Late last October, I walked to the Clinton Presidential Center to meet with a group of ladies from New York City. They had just taken a tour, and my duty was to show up for lunch and answer questions about Arkansas history and culture.
The oldest of the group asked the best questions, often with a conditional second question (and if so, then ...?). It turned out she had been a junior high algebra teacher. When lunch came and she saw my sweet potato and kale hash, she asked, "Is that an Indigenous dish?"
I think she wanted to know if it was a local specialty. My guess is that a bowl of sweet potato, kale, and whole grains was first offered circa 1975 at the Moosewood Restaurant in Ithaca, N.Y. It's one of those hippie foods that became a ubiquitous yuppie food, and ought to be more ubiquitous, because you can eat it every day and it won't diminish your health--unlike the food we elevate as "authentic Arkansas": pork, fried stuff, pie. (Not to mention beverages: soda fountain drinks, bourbon.)
But while kale and sweet potatoes are grown in Arkansas, neither is "Indigenous" in the sense of being native to our region. Kale is a European import; sweet potatoes are native to the American tropics and made their way north.

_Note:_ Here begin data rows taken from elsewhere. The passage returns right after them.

PR #968, opened 2026-07-24
Make `miren login` ephemeral by default

evanphx:
`miren login` registered a brand new ed25519 key with the cloud on every single login. That persistent key mechanism is genuinely nice for long-lived sessions, but it means every routine login writes a new key server-side, and the vast majority of users never need that. It's a lot of backend load for a feature most people don't use.

The cloud already grew the other half of the answer: the device flow returns a refresh token now, and `/auth/refresh` rotates a pair. So the client just needs to be able to hold tokens instead of a key. Login now stores the access and refresh token it already receives and renews them in the background. `--persistent-key` opts back into the old dance if you want it, and an identity that already has a key keeps it on re-login, so nobody's existing setup changes under them.

The subtle part, and the bit most worth a reviewer's eye, is that the refresh endpoint consumes the token you hand it. Two `miren` processes refreshing at the same moment would leave one holding a spent token and a confusing "access denied" for a user who is perfectly logged in. So refreshes serialize on a file lock and re-read the identity from disk inside it, which turns the loser of a race into a cheap no-op rather than a 401. In the same spirit, only a definitive 401 counts as "session expired". A 5xx or a dropped connection keeps the existing tokens, because mapping a cloud blip to a logout would stampede every CLI user into re-authenticating at once, which is exactly the load we're trying to shed.

Getting there needed a refactor first. Eight call sites had each grown their own copy of "load the keypair, mint a JWT, use it as a bearer token", and several outright rejected any identity that wasn't a keypair. Flipping the default without touching them would have broken `whoami`, `doctor`, `cluster switch` and `cluster add` for anyone logging in fresh, so the first commit routes them all through one seam.

A couple of other things fell out along the way. Logout now revokes the refresh token before deleting the local files (best effort, it never blocks logout), since a copied config would otherwise keep renewing for a week after you thought you'd logged out. A 401 also stopped telling people to go ask their administrator for access when the real problem is usually just an expired session. And two incidental bugs got fixed: `SetLeafConfig` was silently dropping the `Keys` map when building its in-memory view, and leaf configs were written non-atomically, which is a torn read waiting to happen once they're rewritten on every token refresh.

Closes MIR-1385

### DIFF
--- a/cli/commands/login.go
+++ b/cli/commands/login.go
@@ -11,7 +11,6 @@ import (
 	"net/http"
 	"net/url"
 	"os"
-	"strings"
 	"time"
 
 	"miren.dev/runtime/clientconfig"
@@ -43,8 +42,18 @@ type DeviceFlowExchangeResponse struct {
 	Error            string `json:"error,omitempty"`
 	ErrorDescription string `json:"error_description,omitempty"`
 	AccessToken      string `json:"access_token,omitempty"`
+	RefreshToken     string `json:"refresh_token,omitempty"`
 	TokenType        string `json:"token_type,omitempty"`
 	ExpiresIn        int    `json:"expires_in,omitempty"`
+}
+
+// deviceFlowTokens carries the credentials returned by a successful device-flow
+// exchange. The refresh token is present only when the cloud supports ephemeral
+// login; older clouds return an empty RefreshToken.
+type deviceFlowTokens struct {
+	AccessToken  string
+	RefreshToken string
+	ExpiresIn    int
 }
 
 // BeginKeyRegistrationRequest represents the request to begin key registration
@@ -113,21 +122,22 @@ func getOrCreateKey(ctx *Context, keyName string) (*cloudauth.KeyPair, error) {
 
 // LoginWithDefaults runs the login flow with default settings
 func LoginWithDefaults(ctx *Context) error {
-	return login(ctx, "https://miren.cloud", "cloud", "miren-cli", false, false)
+	return login(ctx, "https://miren.cloud", "cloud", "miren-cli", false, false, false)
 }
 
 // Login authenticates with miren.cloud using device flow
 func Login(ctx *Context, opts struct {
-	CloudURL     string `short:"u" long:"url" description:"Cloud URL" default:"https://miren.cloud"`
-	IdentityName string `short:"i" long:"identity" description:"Name for this identity in config" default:"cloud"`
-	KeyName      string `short:"k" long:"key-name" description:"Name for the authentication key" default:"miren-cli"`
-	NoSave       bool   `long:"no-save" description:"Don't save credentials to config file"`
-	Force        bool   `short:"f" long:"force" description:"Overwrite existing identity without prompting"`
+	CloudURL      string `short:"u" long:"url" description:"Cloud URL" default:"https://miren.cloud"`
+	IdentityName  string `short:"i" long:"identity" description:"Name for this identity in config" default:"cloud"`
+	KeyName       string `short:"k" long:"key-name" description:"Name for the authentication key" default:"miren-cli"`
+	NoSave        bool   `long:"no-save" description:"Don't save credentials to config file"`
+	Force         bool   `short:"f" long:"force" description:"Overwrite existing identity without prompting"`
+	PersistentKey bool   `long:"persistent-key" description:"Register a persistent key instead of the default ephemeral token login"`
 }) error {
-	return login(ctx, opts.CloudURL, opts.IdentityName, opts.KeyName, opts.NoSave, opts.Force)
+	return login(ctx, opts.CloudURL, opts.IdentityName, opts.KeyName, opts.NoSave, opts.Force, opts.PersistentKey)
 }
 
-func login(ctx *Context, cloudURL, identityName, keyName string, noSave, force bool) error {
+func login(ctx *Context, cloudURL, identityName, keyName string, noSave, force, persistentKey bool) error {
 	// Check for existing identity (unless forcing or not saving)
 	if !force && !noSave {
 		config, err := clientconfig.LoadConfig()
@@ -185,6 +195,19 @@ func login(ctx *Context, cloudURL, identityName, keyName string, noSave, force b
 		}
 	}
 
+	// Decide whether to use the persistent-key flow. Ephemeral token login is the
+	// default; --persistent-key opts back in. An existing keypair identity keeps
+	// its key on re-login so we never silently orphan a registered server-side key.
+	usePersistentKey := persistentKey
+	if !usePersistentKey {
+		if existing, err := clientconfig.LoadConfig(); err == nil && existing != nil {
+			if id, err := existing.GetIdentity(identityName); err == nil && id != nil && id.Type == "keypair" {
+				usePersistentKey = true
+				ctx.Info("Identity '%s' already uses a persistent key; keeping it.", identityName)
+			}
+		}
+	}
+
 	// Initialize device flow
 	ctx.Info("Initiating device flow authentication...")
 	initResp, err := initiateDeviceFlow(cloudURL)
@@ -226,7 +249,7 @@ func login(ctx *Context, cloudURL, identityName, keyName string, noSave, force b
 		pollInterval = time.Duration(initResp.PollingInterval) * time.Second
 	}
 
-	token, err := pollForToken(ctx, cloudURL, initResp.DeviceCode, pollInterval, timeout, func(status string) {
+	tokens, err := pollForToken(ctx, cloudURL, initResp.DeviceCode, pollInterval, timeout, func(status string) {
 		if status == "pending" {
 			fmt.Print(".")
 		}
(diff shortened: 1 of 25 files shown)


clientconfig/token.go
```diff
@@ -0,0 +1,355 @@
...
+		pair, err := refreshTokenPair(ctx, issuer, identity.RefreshToken)
+		if err != nil {
+			return "", err
+		}
+		return pair.AccessToken, nil
+	}
+
+	source := c.GetIdentitySource(name)
+	if source == "" {
+		return "", fmt.Errorf("cannot locate config file for identity %q", name)
```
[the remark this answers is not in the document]
evanphx: Good catch on the message being opaque, improved that. One correction on the premise though: `GetIdentitySource` already falls back to `c.sourcePath` for identities in the main `clientconfig.yaml`, so main-config identities do resolve and refresh fine. The `""` case is narrower than it looks: it means the identity has no backing file at all (an in-memory config that was never loaded from disk). Since a refresh rotates the pair and needs somewhere to write the new one, that case genuinely cannot proceed, so it stays an error, but the message now explains why and points at `miren login`.

cli/commands/logout.go
```diff
@@ -112,6 +112,17 @@ func Logout(ctx *Context, opts struct {
 		}
 	}
 
+	// For ephemeral token identities, best-effort revoke the refresh token so a
+	// leaked ~/.config copy can't keep renewing after logout. Never let a failed
+	// revoke block the local logout.
+	if identity.Type == "token" && identity.RefreshToken != "" {
+		if err := clientconfig.RevokeRefreshToken(ctx, identity.Issuer, identity.Token, identity.RefreshToken); err != nil {
```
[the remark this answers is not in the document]
evanphx: Good catch, this was the difference between the feature working and being decorative. Fixed rather than just documented: logout now asks `TokenForIdentity` for a live access token first (which refreshes and persists if the stored one is stale), then re-reads the identity so it revokes the refresh token that is actually current rather than the one the refresh just spent. It also only reports success when a request genuinely succeeded, and `RevokeRefreshToken` now returns an error instead of `nil` when it has no bearer to authorize with, so we can no longer claim a revocation that never happened. Still fully best-effort: every failure path warns and continues with the local logout.

cli/commands/login.go
```diff
@@ -113,21 +122,22 @@ func getOrCreateKey(ctx *Context, keyName string) (*cloudauth.KeyPair, error) {
...
-	IdentityName string `short:"i" long:"identity" description:"Name for this identity in config" default:"cloud"`
-	KeyName      string `short:"k" long:"key-name" description:"Name for the authentication key" default:"miren-cli"`
-	NoSave       bool   `long:"no-save" description:"Don't save credentials to config file"`
-	Force        bool   `short:"f" long:"force" description:"Overwrite existing identity without prompting"`
+	CloudURL      string `short:"u" long:"url" description:"Cloud URL" default:"https://miren.cloud"`
+	IdentityName  string `short:"i" long:"identity" description:"Name for this identity in config" default:"cloud"`
+	KeyName       string `short:"k" long:"key-name" description:"Name for the authentication key" default:"miren-cli"`
+	NoSave        bool   `long:"no-save" description:"Don't save credentials to config file"`
+	Force         bool   `short:"f" long:"force" description:"Overwrite existing identity without prompting"`
+	PersistentKey bool   `long:"persistent-key" description:"Register a persistent key instead of the default ephemeral token login"`
```
phinze: Honestly `ephemeral` doesn't quite land as the *best* word for the concept for me generally — but that's an internal-naming quibble and I don't much care. Where I *do* care is right here, the one place it leaks to a user: it collides with the ephemeral-deploy / ephemeral-version concept, a totally different animal. `renewable` sidesteps it — `"...instead of the default renewable token login"` — then regen docs (the generated `login.md` carries the same string). One-liner.

clientconfig/clientconfig.go
```diff
@@ -22,12 +22,14 @@ const (
 
 // IdentityConfig holds authentication credentials that can be used across clusters
 type IdentityConfig struct {
-	Type       string `yaml:"type"`                  // Type of identity: "keypair", "certificate", etc.
-	Issuer     string `yaml:"issuer,omitempty"`      // The auth server that issued this identity (e.g., "https://miren.cloud")
-	KeyRef     string `yaml:"key_ref,omitempty"`     // Reference to a key in the Keys section (for keypair auth)
-	PrivateKey string `yaml:"private_key,omitempty"` // PEM encoded private key (for keypair auth, deprecated - use KeyRef)
-	ClientCert string `yaml:"client_cert,omitempty"` // PEM encoded client certificate (for cert auth)
-	ClientKey  string `yaml:"client_key,omitempty"`  // PEM encoded client key (for cert auth)
+	Type         string `yaml:"type"`                    // Type of identity: "keypair", "token", "certificate", etc.
```
phinze: Nose-wrinkle, not for this PR: `Type` is a bare `string`, so the (enabled, strict) `exhaustive` linter can't watch these switches. Adding `token` meant hand-auditing ~8 call sites for exactly the missing-arm bug a `type IdentityType string` + consts would catch for free. Parked on MIR-891 with the rest of the identity stuff.

clientconfig/token.go
```diff
@@ -0,0 +1,369 @@
...
+//   - token:   returns the cached access token if still fresh; otherwise refreshes
+//     it via /auth/refresh under a cross-process lock and persists the rotated pair.
+//   - certificate: returns ErrNoBearerToken (the caller supplies a client cert).
+//
+// name identifies which identity leaf to write rotated tokens back to. Pass ""
+// for an anonymous/in-memory identity (e.g. during login before it is named):
+// a refresh is then used for this call only and not persisted.
+//
+// fallbackHost is used as the issuer when the identity carries no Issuer.
+func (c *Config) TokenForIdentity(ctx context.Context, name string, identity *IdentityConfig, fallbackHost string) (string, error) {
```
phinze, line 165: Same smell: a loaded identity comes back half-built, so every caller finishes it against `fallbackHost` — which is really `fallbackIssuer` (everyone hands it an issuer URL, and it only means anything for the legacy cert path). Cleaner world hydrates `Issuer` at the load seam and drops the param. MIR-891 sweep, not now.

cli/commands/login.go
```diff
@@ -113,21 +122,22 @@ func getOrCreateKey(ctx *Context, keyName string) (*cloudauth.KeyPair, error) {
...
 }) error {
-	return login(ctx, opts.CloudURL, opts.IdentityName, opts.KeyName, opts.NoSave, opts.Force)
+	return login(ctx, opts.CloudURL, opts.IdentityName, opts.KeyName, opts.NoSave, opts.Force, opts.PersistentKey)
 }
 
-func login(ctx *Context, cloudURL, identityName, keyName string, noSave, force bool) error {
+func login(ctx *Context, cloudURL, identityName, keyName string, noSave, force, persistentKey bool) error {
```
phinze, line 140: While noticing things: three positional bools makes the call site read `login(ctx, url, name, key, false, false, false)`. Options-struct someday (the flag struct one level up basically already is one). Same bucket, leave it.

cli/commands/logout.go
```diff
@@ -112,6 +112,13 @@ func Logout(ctx *Context, opts struct {
 		}
 	}
 
+	// For ephemeral token identities, best-effort revoke the refresh token so a
+	// leaked ~/.config copy can't keep renewing after logout. Never let a failed
+	// revoke block the local logout.
+	if identity.Type == "token" && identity.RefreshToken != "" {
+		revokeIdentitySession(ctx, cfg, identityName, identity)
```
phinze, line 119: Behavioral heads-up for whenever: this revokes + deletes the identity but leaves clusters still pointing at it, so using one before re-login gives a cryptic `identity not found` instead of a "session expired, log back in" nudge. Pre-existing and self-heals on re-login, but the ephemeral default makes logout/login routine enough that it's more reachable now. Not blocking.

phinze (approved):
LGTM, nice work — the bits that had to be careful (the single-use refresh race, only-a-401-logs-you-out) are, and the client lines up with the real cloud refresh handler on all of it: the 401/5xx split, single-use rotation, the sliding 7-day window. Bot catches look properly fixed too.

Dropped a handful of inline notes as I passed through. Only the `ephemeral` naming one is actually asking for anything — the rest are just spots where the identity code's got a bit of an _ODOUR_ (under-typed, half-hydrated, a row of positional bools). None of it bites today and it's all right in the path of the RBAC / App-Auth pass (MIR-891), so leave it for that sweep — I'm flagging in situ mostly since it's what I'd be mumbling out loud if we were talking through this live.

`--p+🤖`

clientconfig/clientconfig.go
evanphx: Good call, on it.

cli/commands/logout.go
phinze: Filed it for real so it doesn't just live in this thread: MIR-1470. Still not blocking here.

cli/commands/login.go
evanphx: Done — flag help now reads "renewable token login", and regenerated login.md to match. Left the internal naming alone per your note.

clientconfig/clientconfig.go
evanphx: Went ahead and did this one now since it's right where the bug would've bitten. `Type` is an `IdentityType` with consts, and I confirmed exhaustive now fails the build if a switch drops an arm (pulled the cert case out to check). The half-hydrated `Issuer` and the positional bools I'm leaving for the MIR-891 sweep as you suggested.

clientconfig/token.go
evanphx: Agreed on both — it's really `fallbackIssuer`, and hydrating `Issuer` at the load seam would let us drop the param entirely. Leaving it for the MIR-891 sweep.

cli/commands/login.go
evanphx: Yeah. The flag struct one level up is basically that options struct already; collapsing to it belongs with the MIR-891 cleanup. Left as-is here.

cli/commands/logout.go
evanphx: Good flag, and agreed the renewable default makes it more reachable. Tracking in MIR-1470, not touching it here.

And while the Indigenous peoples of Arkansas cultivated native plants for a long time, the state's Indian residents had adopted "foreign" cultigens centuries before European contact in 1541. Arkansas archaeologist George Sabo says in "Arkansas: A Concise History" that the famous trio of corn, beans, and squash were cultivated in many parts of Arkansas by 1250 in sufficient volume to support large populations.
The Arkansas Archeological Survey (AAS) maintains the Native American Teaching Garden at the Winthrop Rockefeller Institute on Petit Jean Mountain. It maintains similar gardens at Plum Bayou Mounds Archeological State Park and Parkin Archeological State Park.
Because the prehistory of Arkansas began about 30,000 years ago, and because the chronological divisions that archaeologists use are by necessity complicated, it is helpful to have a simple, concrete subject as an introduction to prehistoric chronology. The AAS three-way division of the Teaching Garden on Petit Jean offers just that, using the most memorable subject: food. Specifically, food from plants.
The first section, the native plants walkway, contains wild plants that people in Arkansas gathered for food beginning no later than 8500 BC. The foods include fruits, nuts, and greens. Hickory and black walnut trees supply nuts, and oaks supply acorns. The fruits are blackberries and dewberries, maypops, persimmons, pawpaw, elderberry, and ground cherry. The maypop plant blooms in May, and its fruits pop when stepped on. Ground cherries are similar to tomatillos.
Seeds from fruits and shells from nuts can last for millenia and accumulate around encampments and settlements, but leafy greens tend to deteriorate, so it's harder for archaeologists to determine what greens people ate.
The AAS identifies the greens of the gathering period as fiddlehead ferns, purselane, amaranth, and goosefoot. "Fiddlehead fern" is a tricky term; according to the AAS, it means any fern in "a growth stage ... when they are first coming up and in the process of unfurling" but it can also refer to the Ostrich Fern.
The second section of the Teaching Garden is dedicated to native plants that people in Arkansas were cultivating for food "around a few thousand years ago," according to the AAS website. It's called the Eastern Agricultural Complex garden, and the crops highlighted correspond to the late Archaic and early Woodland periods of prehistoric Arkansas.
I find it easiest to think of this section of the garden as the part that represents centuries and centuries of rudimentary agriculture, when crops included sumpweed, goosefoot, maygrass, little barley, sunflower, and erect knotweed. They all can be processed (dried, ground up, pressed) to yield starch and/or oil, and any group of people that starts producing starch and oil in great measure is about to settle down.
Archaeologists call from AD 900 to 1541 in Arkansas the Mississippi period, and its hallmarks, to quote Sabo again, are "population growth, the advent of large-scale agriculture, and the emergence of large communities with powerful leaders and priests." The third section of the Teaching Garden is the Mississippian Garden, where AAS staff grow the non-native crops that native Arkansans grew during the last few centuries before contact: corn, beans, and squash.
So here's a broad, necessarily imprecise, but easy (I hope) approach to the prehistory of Arkansas: Think of it in terms of the human relationship to edible plants.
Tens of millenia of gathering; a few millenia of rudimentary agriculture, cultivating native plants on purpose; and then a few centuries of intensive cultivation of plants imported from elsewhere in the Americas, allowing remarkable population growth and the development of civilization. And then Hernando de Soto comes along.